さらに「呼吸が変わってきました」というのは、単なる「実況中継」ではなく、被催眠者の注意を、被催眠者(の身体)自身に向ける「暗示」でもあります。さらに呼吸に意識を向けると、呼吸が変化する可能性があります。つまり「呼吸が変わる」という暗示は、自己成就的予言(予言すること自体が、予言の実現に働く予言)でもあります。意識的に呼吸するのと、意識せずに呼吸するのとは言葉の上で異なることでもありますが、意識して呼吸した経験、呼吸を意識してそれまでと同じようには呼吸できなくなった経験を、少なくない人が持っています。「呼吸が変わる」という暗示は、そうした被催眠者が持っている体験(被催眠者が持っているリソースの一部)を呼び起こすことで、被催眠者に働きかけています。被催眠者の持つリソースの利用・活用も、現代催眠の特徴のひとつです。
よくできた催眠暗示は、一つの言葉にも、多くの機能が埋め込まれ、複数の効果(もちろん強め合う効果)を発揮するように、練り上げられています。ある被催眠者がどの効果に反応するかわからないからです。多くの効果が発揮されるよう催眠暗示をつくることができれば、さまざまな被催眠者に効く可能性が高くなります。しかし、今、被催眠者を前にしている催眠者は、働きかけ(暗示)に対する反応を通じて、目の前の人が、どのような暗示に反応し、どのような暗示には無反応か(そしてマイナスの反応を示したり、抵抗しようとしたりするか)を知ることができます。相手の反応にただタイミングを合わせるだけでなく、暗示内容の傾向や種類を変えていくことも可能です。
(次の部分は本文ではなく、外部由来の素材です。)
PR #3851, opened 2020-03-17
add gerbil when apis are down and move components into lbrytv/

seanyesmunt:
#### Changes
`"degraded"` => show nag at bottom
`"down"` => show full screen gerbil
`anything else` => assume "ok"

### DIFF
--- a/.eslintrc.json
+++ b/.eslintrc.json
@@ -2,13 +2,6 @@
   "parser": "babel-eslint",
   "extends": ["standard", "standard-jsx", "plugin:react/recommended", "plugin:flowtype/recommended"],
   "plugins": ["flowtype", "import", "react-hooks"],
-  "settings": {
-    "import/resolver": {
-      "webpack": {
-        "config": "webpack.base.config.js"
-      }
-    }
-  },
   "env": {
     "browser": true,
     "node": true
--- a/ui/component/app/view.jsx
+++ b/ui/component/app/view.jsx
@@ -1,6 +1,5 @@
 // @flow
 import * as PAGES from 'constants/pages';
-import { LBRY_TV_API } from 'config';
 import React, { useEffect, useRef, useState } from 'react';
 import classnames from 'classnames';
 import analytics from 'analytics';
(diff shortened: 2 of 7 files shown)


.eslintrc.json
```diff
@@ -2,13 +2,6 @@
   "parser": "babel-eslint",
   "extends": ["standard", "standard-jsx", "plugin:react/recommended", "plugin:flowtype/recommended"],
   "plugins": ["flowtype", "import", "react-hooks"],
-  "settings": {
```
seanyesmunt: This isn't needed anymore

ui/component/app/view.jsx
```diff
@@ -284,80 +275,41 @@ function App(props: Props) {
...
-            </I18nMessage>
-          }
-          actionText={__('Refresh')}
-          onClick={() => window.location.reload()}
-          onClose={() => setCurrentlyDegradedPerformance(false)}
+      {IS_WEB && lbryTvApiStatus === STATUS_DOWN ? (
+        <Yrbl
+          className="main--empty"
+          title={__('lbry.tv is currently down')}
+          subtitle={__('Something about fixing the squeeky wheel or something')}
```
seanyesmunt: @kauffj I forget what you said this label should be.

ui/component/app/view.jsx
```diff
@@ -120,14 +121,14 @@ function App(props: Props) {
   const rawReferrerParam = urlParams.get('r');
   const sanitizedReferrerParam = rawReferrerParam && rawReferrerParam.replace(':', '#');
   const wrapperElement = appRef.current;
+  const shouldHideNag = pathname.startsWith(`/$/${PAGES.EMBED}`) || pathname.startsWith(`/$/${PAGES.AUTH_VERIFY}`);
```
kauffj: yuck but okay

ideally this would be handled either inside of the top-level component the route points at or concurrently with route definitions

ui/component/app/view.jsx
kauffj: if I had something before I forget

how about:

"My wheel broke, but the good news is that someone from LBRY is working on it."

ui/component/app/view.jsx
seanyesmunt: Do you mean something in the `EmbedPage`/`AuthVerifyPage` that hides nags?

PR #3857, opened 2020-03-19
Add creator analytics dashboard

seanyesmunt:
Screenshot from 2020-03-18 13-13-19

_some of the css is a little questionable... but it works_


seanyesmunt:
I'm assuming this will change a lot as the api changes so I'm just going to merge this

PR #3862, opened 2020-03-19
display repost counts on file pages, link to all reposts

kauffj:
A few parts of this are minorly wonky but I felt like I was working with what was already there


kauffj:
requires https://github.com/lbryio/lbry-redux/pull/292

相手に応じて臨機応変に働きかけ(暗示)を変えていける催眠者は、多くの催眠導入を使う必要はないでしょう。おなじみの暗示を、どのように変えていけばいいかは、目の前の被催眠者がノン・バーバルに教えてくれます。
この作者不詳のスクリプトたちは、お仕着せの呪文ではなく、リバース・エンジニアリングよろしく、「この言葉(働きかけ)で何をしようとしているのか」をバラバラに分解して理解する、そして組み立てなおして暗示をつくる/作り変えるトレーニングの素材として提供されるものです。これらスクリプト自体が、伝統的な催眠誘導からの改変を通じて生まれてきたバリエーションです。どんな必要からどんな改変がなされたか、その背景を考えてみることも、臨機応変に暗示を変える能力を高めることにつながるでしょう。